++++ SUPPLIED RECORDS
PR #707, opened 2025-08-12
Release and package operation updates

sliver007:
- Added support for crmi-version-specific manifest parameters
- Update $release implementation to only add manifest parameter entries for versionless references rather than all references
- Fixed a bug in the package operation that was resulting in the input expansion parameters being updated when they shouldn't have been


cqf-fhir-cr/src/main/java/org/opencds/cqf/fhir/cr/visitor/PackageVisitor.java
```diff
@@ -224,7 +225,24 @@ protected void handleValueSets(IBaseBundle packagedBundle, Optional<IEndpointAda
...
+                paramsCopy = ((org.hl7.fhir.r4.model.Parameters) expansionParams).copy();
+                break;
+            case R5:
+                paramsCopy = ((org.hl7.fhir.r5.model.Parameters) expansionParams).copy();
+                break;
+            default:
+                break;
+        }
+
+        var params = (IParametersAdapter) createAdapterForResource(paramsCopy);
```
barhodes, line 245:
```suggestion
        var params = (IParametersAdapter) createAdapterForResource(createAdapterForResource(expansionParams).copy());
```

cqf-fhir-utility/src/main/java/org/opencds/cqf/fhir/utility/adapter/ILibraryAdapter.java
```diff
@@ -33,5 +35,34 @@ public interface ILibraryAdapter extends IKnowledgeArtifactAdapter {
 
     void setExpansionParameters(IBaseParameters expansionParameters);
 
-    void ensureExpansionParametersEntry(String resourceType, String canonical);
+    void ensureExpansionParametersEntry(IKnowledgeArtifactAdapter adapter, String crmiVersion);
```
barhodes, line 38: It seems like much of the implementation of this method is not version specific and logic is being duplicated across the three versions when we don't need to.  Consider making this a default and pulling the duplicate private methods down.

cqf-fhir-utility/src/main/java/org/opencds/cqf/fhir/utility/adapter/dstu3/LibraryAdapter.java
```diff
@@ -236,38 +237,34 @@ public void setExpansionParameters(IBaseParameters expansionParameters) {
...
-        // extract expansion parameters
-        var expansionParameters = getExpansionParameters();
+    public void ensureExpansionParametersEntry(IKnowledgeArtifactAdapter artifactAdapter, String crmiVersion) {
+        var expansionParametersOpt = getExpansionParameters();
+        if (expansionParametersOpt.isEmpty()) {
+            return;
+        }
 
-        String parameterName;
+        Parameters expansionParameters = (Parameters) expansionParametersOpt.get();
```
barhodes, line 246: nitpick: I much prefer to see `var` used for variable declaration when possible.

cqf-fhir-utility/src/main/java/org/opencds/cqf/fhir/utility/adapter/dstu3/LibraryAdapter.java
```diff
@@ -236,38 +237,34 @@ public void setExpansionParameters(IBaseParameters expansionParameters) {
         }
     }
 
-    @SuppressWarnings("unchecked")
-    public void ensureExpansionParametersEntry(String resourceType, String canonical) {
-        // extract expansion parameters
-        var expansionParameters = getExpansionParameters();
+    public void ensureExpansionParametersEntry(IKnowledgeArtifactAdapter artifactAdapter, String crmiVersion) {
```
barhodes, line 240: Need an @Override tag here.

barhodes (approved):

PR #724, opened 2025-08-29
Add all utilities classes as well as tests to support NPM.  Test tgzs…

lukedegruchy:
… and scenarios still need to be tweaked.


cqf-fhir-utility/src/main/java/org/opencds/cqf/fhir/utility/adapter/IAdapter.java
brynrhodes: The changes in this file seem like formatting changes? Do we really need to make these changes as part of this PR?

PR #726, opened 2025-09-02
CRMI Package Operation (R4)

c-schuler:
- Added $package operation provider and service
- Added the operation to the R4 CR config
- Added documentation
- TODO - validate params and naive expansion behavior (noted in TODOs in codebase)


c-schuler:
Created naive expansion issue: #730

brynrhodes (approved):

PR #1902, opened 2025-03-28
Refactor k8s client reload

wind57:


spring-cloud-kubernetes-commons/src/main/java/org/springframework/cloud/kubernetes/commons/config/SecretsPropertySourceLocator.java
```diff
@@ -123,12 +124,16 @@ protected abstract SecretsPropertySource getPropertySource(ConfigurableEnvironme
 
 	protected void putPathConfig(CompositePropertySource composite) {
 
-		if (!properties.paths().isEmpty()) {
+		Set<String> uniquePaths = new LinkedHashSet<>(properties.paths());
```
wind57, line 127: we do this for configmaps, but not for secrets, so I decided to add it here

spring-cloud-kubernetes-commons/src/main/java/org/springframework/cloud/kubernetes/commons/config/reload/ConfigReloadUtil.java
```diff
@@ -120,6 +121,10 @@ else if (propertySource instanceof MountConfigMapPropertySource mountConfigMapPr
 					// we know that the type is correct here
 					managedSources.add((S) mountConfigMapPropertySource);
 				}
+				else if (propertySource instanceof SecretsPropertySource secretsPropertySource) {
```
wind57, line 124: I am fixing a bug here with this one. 

In case of configmaps, when we create a property source from paths, we create an instance of `MountConfigMapPropertySource`. Then, in `ConfigReloadUtil`, there is such a check:

```
if (source instanceof MountConfigMapPropertySource mountConfigMapPropertySource) { ... }
```

which means that reloads will take it into consideration.

---

While refactoring one integration test, I saw that it is failing, and after some debugging, realized that we have no code like the above for secrets. As such, I added that simple condition, because when we create a property source from paths in case of secrets, we create an instance of `SecretsPropertySource `

spring-cloud-kubernetes-test-support/src/main/java/org/springframework/cloud/kubernetes/integration/tests/commons/native_client/Util.java
```diff
@@ -436,10 +438,38 @@ public void deleteClusterWide(String serviceAccountNamespace, Set<String> namesp
 	}
 
 	public void deleteNamespace(String name) {
+
+		// sometimes we get errors like :
+
+		// "message": "Discovery failed for some groups,
```
wind57, line 444: we have already this logic in fabric8 client, so I added it in here too

wind57:
@ryanjbaxter this was supposed to be just one more IT refactor, but it turned out a bit more complicated. I added comments to the relevant parts that I need your eyes on, the rest is refactoring on an existing integration test. thank you

ryanjbaxter:
Can we separate the bug fix out into its own PR?

wind57:
I thought about it too, but it get kind of ugly. If you say its a must do, I will, of course.

ryanjbaxter:
Why is it ugly?  Would it help to merge the fix before the refactor (or the other way around)?

wind57:
hmm, you're probably right. Let me try that

PR #1906, opened 2025-03-29
fix SecretsPropertySource reload bug

wind57:


wind57:
@ryanjbaxter the other 1/2 of a previous ticket, that fixes a bug...

spring-cloud-kubernetes-commons/src/main/java/org/springframework/cloud/kubernetes/commons/config/reload/ConfigReloadUtil.java
```diff
@@ -110,6 +111,10 @@ else if (source instanceof MountConfigMapPropertySource mountConfigMapPropertySo
 				// we know that the type is correct here
 				managedSources.add((S) mountConfigMapPropertySource);
 			}
+			else if (source instanceof SecretsPropertySource secretsPropertySource) {
```
wind57, line 114: when we were mounting secrets, reload was not working, since there was no this check in place. Even it I'm fixing it here, it will eventually be dropped, since we will move from mounting to config import.

Issue #1757, opened 2024-10-07
`use-name-as-prefix` does not work as expected


jnodorp-jaconi:
**Describe the bug**

When importing Kubernetes secrets with `use-name-as-prefix`, I would expect the prefix to be the name of the secret. This does not work when using a label selector with duplicate keys:

`application.yaml`
```yaml
spring:
  config:
    import: "kubernetes:"

  cloud:
    kubernetes:
      secrets:
        enable-api: true
        sources:
          - labels:
              load: "true"
        use-name-as-prefix: true
```

`k8s-secrets.yaml`
```yaml
---
apiVersion: v1
kind: Secret
metadata:
  name: client-1
  labels:
    load: "true"
stringData:
  client-id: client-1
  client-secret: S3cr371!
---
apiVersion: v1
kind: Secret
metadata:
  name: client-2
  labels:
    load: "true"
stringData:
  client-id: client-2
  client-secret: S3cr372!
```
++++++++
PROMPT ▸
Please return a copy of each line in the entries that has the string "logic".

WRITTEN SOLUTION ▸
barhodes, line 38: It seems like much of the implementation of this method is not version specific and logic is being duplicated across the three versions when we don't need to.  Consider making this a default and pulling the duplicate private methods down.
wind57, line 444: we have already this logic in fabric8 client, so I added it in here too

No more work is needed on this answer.